Stored data:

PR #747, opened 2024-07-30
Introduce MLConstantOperand

### LINKED ISSUE #668: Do we need an `MLConstantOperand`?
The `constant()` operator is special. Constants are effectively inputs that are known at the time of graph compilation (i.e. `build()`). 

You may ask, why do we need a separate method when we could just pass this constant data as an `input()`?

Most discussions I've seen so far about `constant()` (https://github.com/webmachinelearning/webnn/issues/614#issuecomment-2019116877, [this thread about the since-abandoned "fill sequence" overload](https://chromium-review.googlesource.com/c/chromium/src/+/5378104/comment/c4535e9f_314c5790/), etc) have been concerned with _optimizing performance_. There are a number of compile-time optimizations a backend may perform if it knows that some data is constant.

Our experience with CoreML has given us another reason:

***The backend requires that a parameter to an operator must be constant***

Take `conv2d()`, for example. It's defined for CoreML [here](https://apple.github.io/coremltools/source/coremltools.converters.mil.mil.ops.defs.html#coremltools.converters.mil.mil.ops.defs.iOS15.conv.conv). The `bias` parameter is defined as:

- `bias: const tensor<[C_out],T>`

Meanwhile, WebNN allows this to be any `MLOperand`, as long as it's of the appropriate shape and dtype:

```
dictionary MLConv2dOptions {
  // ...
  MLOperand bias;
  // ...
};
```

This appears to be a straightforward plumbing through of [DML's interface](https://learn.microsoft.com/en-us/windows/win32/api/directml/ns-directml-dml_convolution_operator_desc), which does not require the `BiasTensor` to be a constant. Neither does [the corresponding operator for TFLite](https://www.tensorflow.org/mlir/tfl_ops#tflconv_2d_tflconv2dop). From what I can tell, this seems to be because these frameworks don't have a way to express that some input tensor must be const. The options are either to pass the parameter as the framework's generic representation of a Tensor - which would in practice always(?) be created from a `constant()` - or to pass the parameter as a 1D array directly. If the parameters may be large (and perhaps unbounded), the former is the more appropriate choice.

To get a sense for whether this is a reasonable hypothesis, I've inspected of all† uses of the affected operators in the [WebNN Samples repo](https://github.com/webmachinelearning/webnn-samples/) repo:

| `operator.param`   |  Usage in [WebNN Samples](https://github.com/webmachinelearning/webnn-samples/) |
| ------------------ | ------------------- |
| `batchNormalization.mean` | Constant only |
| `batchNormalization.variance` | Constant only |
| `batchNormalization.scale` | Constant only |
| `batchNormalization.bias` | Constant only |
| `conv2d.bias` | Constant only |
| `convTranspose2d.bias` | Not used |
| `gru.weight` | Constant only |
| `gru.recurrentWeight` | Constant only |
| `gru.bias` | Constant only |
| `gru.recurrentBias` | Constant only |
| `instanceNormalization.scale` | Constant only†† |
| `instanceNormalization.bias` | Constant only†† |
| `layerNormalization.scale` | Not used |
| `layerNormalization.bias` | Not used |
| `lstm.weight` | Not used |
| `lstm.recurrentWeight` | Not used |
| `lstm.bias` | Not used |
| `lstm.recurrentBias` | Not used |
| `lstm.peepholeWeight` | Not used |
| `prelu.slope` | Not used |

†This list only includes WebNN operators which trivially map to CoreML operators. WebNN operators which need to be in terms of other CoreML operators will be subject to the restrictions of those respective CoreML operators. For example, CoreML doesn't have operators for `gruCell` or `lstmCell`, so these operators will need to be implemented in terms of `gru` and `lstm`, respectively. These operators will in turn need many of their parameters to be const, as well

††[One caller](https://github.com/webmachinelearning/webnn-samples/blob/e5bdbab3dd12fe015c3c65c86d3f1a5bf2a73aba/style_transfer/fast_style_transfer_net.js#L31) of passes the result of a `reshape`... but that's only because the sample was written before `constant()` took an `MLOperandDescriptor`. The `reshape` is just assigning dimensions to a `constant()`. Nowadays we'd just pass the `constant()` directly

Remarkably, _every single instance_ where one of these params is used in the WebNN Samples, it was created from a `constant()`. Cool!

Of course, this is not close to a comprehensive list of all models hope to run with WebNN. That being said, **if there are no significant known use cases for passing any of these parameters as non-constant tensors - _if their non-constness is simply a limitation in the framework and there are no useful reasons to pass non-const tensors_ - I think there's a reasonable argument that WebNN should require these parameters to be constants**. @fwdr could you perhaps provide some more color here? :)

It seems that we have the following options to support each of these operators on CoreML:

1. Require that *`operator.param`* must be a constant `MLOperand` (my tentative preference)
   - Note that it's much easier to _relax_ these restrictions than to try to impose them later
   - This can be done two ways:
     1. Create an `MLConstantOperand` interface which extends `MLOperand`, and specify that *`param`* takes an `MLConstantOperand`
     2. Specify that `MLOperand` has a "kind", [as the Chromium implementation already does](https://crsrc.org/c/third_party/blink/renderer/modules/ml/webnn/ml_operand.h;drc=53c1d06fee5a3e98e7f265419f6f84df2c2c2d62;l=112), and throw a `TypeError` if not a "constant" kind. This may be confusing to developers
1. Make *`operator.param`* a `sequence<MLNumber>`
   - This doesn't make much sense for anything other than 1-D tensors
1. Decide that this is a quirk of CoreML and fail if *`operator.param`* is not a constant only on CoreML
   - Currently this failure happens during `build()` on Chromium, though we could conceivably make this a synchronous check on the respective builder method, especially if we have defined procedures for querying for backend-specific support (see #463)

Thoughts?

a-sully:
Fixes #668

***
<a href="https://pr-preview.s3.amazonaws.com/a-sully/webnn/pull/747.html" title="Last updated on Jul 30, 2024, 10:44 PM UTC (919a280)">Preview</a> | <a href="https://pr-preview.s3.amazonaws.com/webmachinelearning/webnn/747/4697a0d...a-sully:919a280.html" title="Last updated on Jul 30, 2024, 10:44 PM UTC (919a280)">Diff</a>

### DIFF
--- a/index.bs
+++ b/index.bs
@@ -1233,6 +1233,38 @@ The {{MLOperand}} objects are created by the methods of {{MLGraphBuilder}}, inte
 To <dfn for="MLGraphBuilder">validate operand</dfn> given {{MLGraphBuilder}} |builder| and {{MLOperand}} |operand|, return true if |operand|.{{MLOperand/[[builder]]}} is |builder|, and false otherwise.
 </p>
 
+## {{MLConstantOperand}} interface ## {#api-mlconstantoperand}
+
+An {{MLConstantOperand}} is an {{MLOperand}} which represents constant weight data. Its {{MLConstantOperand/[[data]]}} is statically known during graph construction time, which allows for optimizations such as weight preprocessing.
+
+<script type=idl>
+[SecureContext, Exposed=(Window, DedicatedWorker)]
+interface MLConstantOperand : MLOperand {};
+</script>
+
+<div class=internal-slots>
+{{MLConstantOperand}} has the following internal slots:
+  <dl dfn-type=attribute dfn-for="MLConstantOperand">
+    : <dfn>\[[data]]</dfn> of type [=byte sequence=]
+    ::
+        The bytes associated with this {{MLConstantOperand}}.
+  </dl>
+</div>
+
+### Creating an {{MLConstantOperand}} ### {#api-mlconstantoperand-create}
+The {{MLConstantOperand}} objects are created by the {{MLGraphBuilder/constant(descriptor, bufferView)}} and {{MLGraphBuilder/constant(type, value)}} methods of {{MLGraphBuilder}}, internally using the following algorithm.
+
+<details open algorithm>
+  <summary>
+    To <dfn>create an MLConstantOperand</dfn> given {{MLGraphBuilder}} |builder|, {{MLOperandDescriptor}} |desc|, and [=byte sequence=] |bytes| run the following steps:
+  </summary>
+    1. Let |constantOperand| be a new {{MLConstantOperand}}.
+    1. Set |constantOperand|.{{MLOperand/[[builder]]}} to |builder|.
+    1. Set |constantOperand|.{{MLOperand/[[descriptor]]}} to |desc|.
+    1. Set |constantOperand|.{{MLConstantOperand/[[data]]}} to |bytes|.
+    1. Return |constantOperand|.
+</details>
+
 #### {{MLNumber}} #### {#api-mlnumber-typedef}
 
 <dfn typedef>MLNumber</dfn> is used when specifying the type of a numeric option for an {{MLOperand}} which can be of any {{MLOperandDataType}}, including both 64-bit integer types ({{MLOperandDataType/"uint64"}} and {{MLOperandDataType/"int64"}}) and 32-bit floating point ({{MLOperandDataType/"float32"}}). Implementations process the value according to the corresponding {{MLOperandDataType}}. For example, if {{MLGraphBuilder/clamp(input, options)}} is called with an {{MLOperand}} with [=MLOperand/dataType=] {{MLOperandDataType/"uint32"}}, the {{MLNumber}} parameters are explicitly [=cast=] to {{unsigned long}}.
@@ -1287,10 +1319,10 @@ interface MLGraphBuilder {
   MLOperand input(USVString name, MLOperandDescriptor descriptor);
 
   // Create an operand for a graph constant.
-  MLOperand constant(MLOperandDescriptor descriptor, ArrayBufferView bufferView);
+  MLConstantOperand constant(MLOperandDescriptor descriptor, ArrayBufferView bufferView);
 
   // Create a scalar operand from the specified number of the specified type.
-  MLOperand constant(MLOperandDataType type, MLNumber value);
+  MLConstantOperand constant(MLOperandDataType type, MLNumber value);
 
   // Compile the graph up to the specified output operands asynchronously.
   Promise<MLGraph> build(MLNamedOperands outputs);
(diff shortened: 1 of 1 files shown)


index.bs
```diff
@@ -1406,10 +1439,14 @@ Data truncation will occur when the specified value exceeds the range of the spe
   </summary>
     1. If [=this=].{{MLGraphBuilder/[[hasBuilt]]}} is true, then [=exception/throw=] an "{{InvalidStateError}}" {{DOMException}}.
     1. Set |value| to the result of [=casting=] |value| to |type|.
+    1. Let |bytes| be a [=byte sequence=] represented by |value|.
```
inexorabletash, line 1442: nit: "representing"

index.bs
```diff
@@ -1406,10 +1439,14 @@ Data truncation will occur when the specified value exceeds the range of the spe
...
+
+      ISSUE(TODO): Specify this in terms of https://tc39.es/ecma262/multipage/structured-data.html#sec-numerictorawbytes.
```
inexorabletash, line 1444: nit: Make this a link (bikeshed didn't do it automagically?!?)

index.bs
```diff
@@ -1233,6 +1233,38 @@ The {{MLOperand}} objects are created by the methods of {{MLGraphBuilder}}, inte
...
+
+<script type=idl>
+[SecureContext, Exposed=(Window, DedicatedWorker)]
+interface MLConstantOperand : MLOperand {};
+</script>
+
+<div class=internal-slots>
+{{MLConstantOperand}} has the following internal slots:
+  <dl dfn-type=attribute dfn-for="MLConstantOperand">
+    : <dfn>\[[data]]</dfn> of type [=byte sequence=]
```
inexorabletash, line 1248: Just thinking about how future spec text would specify the actual operation on tensor data... should this just be a list of numbers instead of a byte sequence? Otherwise every access to a tensor would have to invoke an algorithm to get the numbers, and that would need to reference "decoding" the byte sequence. Sure, that can be wrapped in helpers, but is there any benefit to holding the bytes here vs. just a list of numbers?

index.bs
inexorabletash: If we want to keep this (see previous note about bytes), I think referencing the ECMAScript algorithm is fine. Just write `[$NumericToRawBytes$](|type|, |value|, true)` - it's true that the types don't quite align between the algorithms but it's really really really obvious that "int8" in our enum is the same as INT8 in https://tc39.es/ecma262/multipage/indexed-collections.html#sec-typedarray-objects

index.bs
a-sully: Good thinking. I agree that sounds nice :)

This is making me realize that I've never before had to specify anything touching the contents of an `ArrayBufferView`... For the `constant(descriptor, bufferView)` method, how do I get a `[/list]` of numbers out of the `bufferView`?

index.bs
a-sully: Used `[$NumericToRawBytes$]` in the latest patch to show what that looks like, but this could soon be moot

index.bs
a-sully: No longer relevant

index.bs
inexorabletash: I'm not finding an example and I can't think of a place outside ECMAScript itself that would need to. You may have to write it yourself, using [GetValueFromBuffer](https://tc39.es/ecma262/#sec-getvaluefrombuffer) which [get a copy of the bytes](https://webidl.spec.whatwg.org/#dfn-get-buffer-source-copy) does.

a-sully:
Closing due to https://github.com/webmachinelearning/webnn/issues/668#issuecomment-2384262749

[Work to complete]: In the records above, find every line that contains the word "MLNumber" and copy it.

[Completed task]:
1. Make *`operator.param`* a `sequence<MLNumber>`
 #### {{MLNumber}} #### {#api-mlnumber-typedef}
 <dfn typedef>MLNumber</dfn> is used when specifying the type of a numeric option for an {{MLOperand}} which can be of any {{MLOperandDataType}}, including both 64-bit integer types ({{MLOperandDataType/"uint64"}} and {{MLOperandDataType/"int64"}}) and 32-bit floating point ({{MLOperandDataType/"float32"}}). Implementations process the value according to the corresponding {{MLOperandDataType}}. For example, if {{MLGraphBuilder/clamp(input, options)}} is called with an {{MLOperand}} with [=MLOperand/dataType=] {{MLOperandDataType/"uint32"}}, the {{MLNumber}} parameters are explicitly [=cast=] to {{unsigned long}}.
-  MLOperand constant(MLOperandDataType type, MLNumber value);
+  MLConstantOperand constant(MLOperandDataType type, MLNumber value);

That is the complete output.